TROUBLE BREATHING A SIGH OF RELIEF

As a 21-year-veteran nurse with UC Davis Medical Center, Virpal Donley believes strongly in the care she and other staff provide. In fact, she often tells people:

“When you’re at your most vulnerable, do not trust your care or your loved ones’ care to anybody else but UC Davis Health. We provide better care than anyone else. Bar none.”

A very bad flu year

That’s not exaggeration or excessive allegiance. It’s simply this pediatric ICU nurse manager’s lived experience. In fact, in the hands of another hospital, she had a near-death experience.

It was 2017, a really bad flu season. As she recalls, “Healthy people in their 20s and 30s were dying. It’s difficult to remember other pandemics but COVID-19, but they happen.”

On New Year’s Day, Virpal got very sick. In the middle of the night, out of convenience and “because as a nurse I’d always thought I could advocate for myself,” she drove herself to the emergency department closest to her home — and not UC Davis Health. They tested her, said it was just the flu and told her to go home.

A very bad decision

Based on her vital signs, Virpal thought she needed to stay, but they persuaded her that the emergency department was full of other patients who needed their attention more. Reluctantly she agreed. Twelve hours later, she woke up on her bathroom floor, having passed out. She crawled to the side of the bed and roused her husband. He called an ambulance.

Because she’d just been discharged, she was transported to the same hospital emergency department “where they begrudgingly admitted me.” She remembers telling her husband, “This is serious. I’m really, really sick.” After that, she doesn’t remember much. She became hypoxic, her respiration very distressed, a state in which one becomes agitated and even delirious.

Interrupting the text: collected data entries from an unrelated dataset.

PR #5294, opened 2018-12-28
Fixes problems with load_lang_file() in upgrader; also makes most strings in upgrader localizable

### LINKED ISSUE #5273: upgrade.php hardcoded error text
#### Description
Error text message are hardcoded and cannot be translated

Example
https://github.com/SimpleMachines/SMF2.1/blob/cc6b057dda6ec6cdadfb610ef385113c6e7e82ba/other/upgrade.php#L636 

- Version/Git revision: Pull Request 5620
- Database Type: MySQL
- Database Version: 5.6.42-log 
- PHP Version: 7.1.22

It would be advantageous if the texts could be translated.

Sesquipedalian:
Fixes #5273

I ended up revising the upgrader's version of `load_lang_file()` a good deal in the process of creating this PR, because it was only sort of working. A lot of the code appeared to have been copied directly from the similar function in install.php, but a lot of assumptions that are true in the installer are not in the upgrader.

Anyway, this revised version of `load_lang_file()` is called once relatively early in the process before any database calls are made, and then again after the theme_dir path has been retrieved from the database.

During the first call, the function checks whether the languages files exist at the standard location (i.e. `./Themes/default/languages`) and loads them if it can. If not, then it falls back to defining a few necessary $txt variables to get us through until we can try again with the correct path information. (The first part of this is the same method that `load_lang_file()` used before this PR.)

During the second call, the function first checks whether the theme_dir path is actually any different than the default path it already tried. If it is the same, then it returns without bothering to repeat any unnecessary work. Otherwise, it uses the theme_dir path to find and load the install language file for the appropriate language.

The upshot of all this is that if the language files are in the standard location, they can be localized from (almost) the very beginning. If they are not in the standard location, the upgrader will use English for the first few potential error messages until it can localize them.


other/upgrade.php
```diff
@@ -540,8 +540,9 @@ function redirectLocation($location, $addForm = true)
 // Load all essential data and connect to the DB as this is pre SSI.php
 function loadEssentialData()
 {
-	global $db_server, $db_user, $db_passwd, $db_name, $db_connection, $db_prefix, $db_character_set, $db_type, $db_port;
-	global $db_mb4, $modSettings, $sourcedir, $smcFunc;
+	global $db_server, $db_user, $db_passwd, $db_name, $db_connection,
```
frandominguezl: Missing semicolon

frandominguezl:
I'm quite sure there are a lot of places around install.php and upgrade.php in where die() is used with hardcoded text. Not sure if it's worth localizing all those errors.

wintstar:
> I'm quite sure there are a lot of places around install.php and upgrade.php in where die() is used with hardcoded text. Not sure if it's worth localizing all those errors.

It is always worthwhile to put users to peace. There are many users of SMF who do not speak English. And I think SMF should be user friendly.

albertlast:
Well this is not fully right,
for exp. when the user get a german error message.

How should he solve this,
when the orginal error message is in english where the solution already known?

That this a real issue,
show in 2.0.X the login issue with old thema + new security patches.

Where the english error message got well known and
the user know how to to solve this,
but the german version he get lost.

albertlast:
A nice angel,
add some other information to this topic
``
if you don't have db connection, you cannot load $settings, so you don't have the path to the default theme and without it you don't have the path to the language files, so it's not possible to load language files and that's the reason why this message was not internationalized to begin with.
``

frandominguezl:
While I agree with @wintstar as a non-English native speaker, I do think that this kind of messages with sensitive information should remain untranslated for mere support issues.

Do have in mind that most of support given in Simple Machines forum is in English. If users find an error in their language and ask for support in the proper board in simplemachines.org, they probably will get an answer much later than if they do in English.

wintstar:
If it is in German for example, you can usually help yourself. Then you do not need a request to SMF.

albertlast:
This is less the case,
only the error message is in german,
doesn't mean you know what you had to do.

frandominguezl:
> If it is in German for example, you can usually help yourself. Then you do not need a request to SMF.

Sorry I don't agree with you. Not everyone has the proper knowledge to know how to solve some issues.

Sesquipedalian:
> A nice angel,
> add some other information to this topic
> `if you don't have db connection, you cannot load $settings, so you don't have the path to the default theme and without it you don't have the path to the language files, so it's not possible to load language files and that's the reason why this message was not internationalized to begin with.`

Actually, `load_lang_file()` uses hard coded paths to find the language files, so that's not true.

Sesquipedalian:
@frandominguez03 and @wintstar, can you both please test this? I was planning to leave the original problem of localizing upgrader strings until RC2, but I discovered some problems with `load_lang_file()` that really ought to be fixed before we release RC1.

wintstar:
I'm already translating the new strings. Reporting me back.

wintstar:
I would like to make a suggestion for this line of text:
`$txt['error_unexpected_template_call'] = "\n" . 'Error: Unexpected call to use the %1$s template. Please copy and paste all the text above and visit the SMF support forum to tell the Developers that they\'ve made a mistake; they\'ll get you up and running again.';
`
> Please copy and paste all the text above and visit the SMF support forum to tell the Developers that they\'ve made a mistake; they\'ll get you up and running again.
>
 I think the statement "the Developers that they\'ve made a mistake" too hard, I think that would be better:

> Please copy and paste all of the above text and visit the SMF Support Forum to let the developers know that there is a bug; so they can fix it.

wintstar:
My tests with still pull request 5620 and the fix here were successful.

Could this warning message also be made translatable?
```
Warning: require_once(C:\xampp\htdocs\smf21/Settings.php): failed to open stream: No such file or directory in C:\xampp\htdocs\smf21\index.php on line 40

Fatal error: require_once(): Failed opening required 'C:\xampp\htdocs\smf21/Settings.php' (include_path='\xampp\php\PEAR') in C:\xampp\htdocs\smf21\index.php on line 40
```

The installation and used with the language files from SMF 2.0.* with the prefix *-utf8 should not be more possible.

install_with_utf-8-files

install_with_utf-8-files-1

Sesquipedalian:
That's a raw PHP error message, not something we control. I suppose I could build in a test to see if Settings.php exists and die with our own error message if it doesn't, but I don't think that would accomplish much. If we can't find Settings.php in the expected location, we probably couldn't find the language files in their expected location either, so whatever error message we emit probably won't be localized anyway.

wintstar:
Ok. I assume that there will be a documentation for 2.1, how to install and update. But what about the old "-utf8".php language files. Can this be prevented, that they can be used?

Sesquipedalian:
> But what about the old "-utf8".php language files. Can this be prevented, that they can be used?

That probably shouldn't be happening. I'll need to figure out why those files are not being filtered out, and fix it.

Sesquipedalian:
Okay, I think I've now managed to fix all the problems related to language support in the upgrader. It seems to be quite solid at this point—or at least, I can't find any more ways to break it.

At this point, unable to “process or think clearly,” Virpal lost the ability to advocate for herself. Her lungs filled with fluid, and she began spitting up frothy pink secretions. Thankfully, her husband called one of Virpal’s colleagues, explained the situation, and that nurse contacted a UC Davis Health attending physician.

“If it weren’t for the intervention of my UC Davis Health colleague, I would be dead. Hands down.”Virpal

“They’re going to kill her”

The text read: “You have to get over there. They’re going to kill her.”

When the physician arrived, she found Virpal lying in near respiratory failure and septic shock. The staff was “passive and unengaged.” She immediately instructed them to intubate Virpal so she could get oxygen and start a line for antibiotics to clean her lungs. When Virpal was more stable, the doctor demanded they transfer her to UC Davis Medical Center. They did.

There, Virpal’s care was “aggressive and proactive.” For a week she had a breathing tube. After a few more days of recovery, she went home to rest.

She lived — and learned two valuable lessons

In 10 days, Virpal lost 15 pounds. Her body was wrecked. She wouldn’t go back to work until March.

The experience made Virpal grateful — as well as an even better nurse.

“I think I underappreciated delirium in our patients,” she explains. Since then, she frequently tells providers she works with about her experience, reminding them to always be every patient’s foremost advocate because most don’t have the expertise to do it for themselves. Even she, with plenty of expertise, had lost that ability when she became gravely ill.

She learned something else, too. For years, Virpal had made sure that her husband and children had UC Davis Health-affiliated physicians. Because she believed she could always advocate for herself, she had used a non-UC Davis Health primary care physician who’s a friend.

“As soon as open enrollment came around that year, I changed that in a hot second,” she explains. “Because if it weren’t for the intervention of my UC Davis Health colleague, I would be dead. Hands down.”